Description of the task: Check each line of the records below and collect those holding "monad".

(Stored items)
▼

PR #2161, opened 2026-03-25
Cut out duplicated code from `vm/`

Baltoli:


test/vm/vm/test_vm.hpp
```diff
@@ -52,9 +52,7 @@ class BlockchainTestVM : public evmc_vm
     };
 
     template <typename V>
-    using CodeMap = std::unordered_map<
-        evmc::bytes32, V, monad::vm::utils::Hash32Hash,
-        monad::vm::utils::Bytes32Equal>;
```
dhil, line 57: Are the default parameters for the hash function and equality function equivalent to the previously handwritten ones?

▲
▼

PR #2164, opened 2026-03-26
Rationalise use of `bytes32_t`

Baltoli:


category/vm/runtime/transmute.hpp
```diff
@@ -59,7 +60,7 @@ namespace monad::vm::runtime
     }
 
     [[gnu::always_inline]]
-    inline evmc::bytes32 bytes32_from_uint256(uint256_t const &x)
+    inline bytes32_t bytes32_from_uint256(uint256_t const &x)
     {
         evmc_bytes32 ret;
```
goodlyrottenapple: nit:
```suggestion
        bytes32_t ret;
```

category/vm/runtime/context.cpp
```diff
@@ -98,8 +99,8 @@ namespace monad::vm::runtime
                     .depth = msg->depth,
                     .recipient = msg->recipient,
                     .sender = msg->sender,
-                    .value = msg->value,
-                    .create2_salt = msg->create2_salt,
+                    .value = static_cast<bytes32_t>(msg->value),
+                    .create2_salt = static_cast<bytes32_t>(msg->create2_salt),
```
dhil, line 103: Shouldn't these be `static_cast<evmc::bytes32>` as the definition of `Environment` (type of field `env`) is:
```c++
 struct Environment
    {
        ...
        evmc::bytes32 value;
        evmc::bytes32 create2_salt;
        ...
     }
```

▲

Finished exercise:
-        evmc::bytes32, V, monad::vm::utils::Hash32Hash,
-        monad::vm::utils::Bytes32Equal>;
@@ -59,7 +60,7 @@ namespace monad::vm::runtime
@@ -98,8 +99,8 @@ namespace monad::vm::runtime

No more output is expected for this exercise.